## [Brief]
Below are some records; retype all of them exactly.

-- Record excerpts follows --

PR #2412, opened 2019-04-05
Fix region tags for a couple of storage samples.

coryan:
In one case the tag was rather long, so I removed the (unused) Doxygen
tags.

---
This change is [Reviewable](https://reviewable.io/reviews/googleapis/google-cloud-cpp/2412)

### DIFF
--- a/google/cloud/storage/examples/storage_bucket_samples.cc
+++ b/google/cloud/storage/examples/storage_bucket_samples.cc
@@ -640,7 +640,7 @@ void GetBucketLifecycleManagement(google::cloud::storage::Client client,
     }
     std::cout << "\n";
   }
-  //! [END storage_view_lifecycle_management_configuration]
+  // [END storage_view_lifecycle_management_configuration]
   (std::move(client), bucket_name);
 }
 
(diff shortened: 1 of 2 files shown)


google/cloud/storage/examples/storage_bucket_samples.cc
```diff
@@ -615,7 +615,7 @@ void GetBucketLifecycleManagement(google::cloud::storage::Client client,
     throw Usage{"get-bucket-lifecycle-management <bucket-name>"};
   }
   auto bucket_name = ConsumeArg(argc, argv);
-  //! [view_lifecycle_management] [START storage_view_lifecycle_management]
+  // [START storage_view_lifecycle_management_configuration]
```
devbww: I don't yet grok when we do/don't need each variety of tag, if substrings matter, etc.

google/cloud/storage/examples/storage_object_acl_samples.cc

-- Record excerpts concluded --

## [Response area]
PR #2412, opened 2019-04-05
Fix region tags for a couple of storage samples.

coryan:
In one case the tag was rather long, so I removed the (unused) Doxygen
tags.

---
This change is [Reviewable](https://reviewable.io/reviews/googleapis/google-cloud-cpp/2412)

### DIFF
--- a/google/cloud/storage/examples/storage_bucket_samples.cc
+++ b/google/cloud/storage/examples/storage_bucket_samples.cc
@@ -640,7 +640,7 @@ void GetBucketLifecycleManagement(google::cloud::storage::Client client,
     }
     std::cout << "\n";
   }
-  //! [END storage_view_lifecycle_management_configuration]
+  // [END storage_view_lifecycle_management_configuration]
   (std::move(client), bucket_name);
 }
 
(diff shortened: 1 of 2 files shown)


google/cloud/storage/examples/storage_bucket_samples.cc
```diff
@@ -615,7 +615,7 @@ void GetBucketLifecycleManagement(google::cloud::storage::Client client,
     throw Usage{"get-bucket-lifecycle-management <bucket-name>"};
   }
   auto bucket_name = ConsumeArg(argc, argv);
-  //! [view_lifecycle_management] [START storage_view_lifecycle_management]
+  // [START storage_view_lifecycle_management_configuration]
```
devbww: I don't yet grok when we do/don't need each variety of tag, if substrings matter, etc.

google/cloud/storage/examples/storage_object_acl_samples.cc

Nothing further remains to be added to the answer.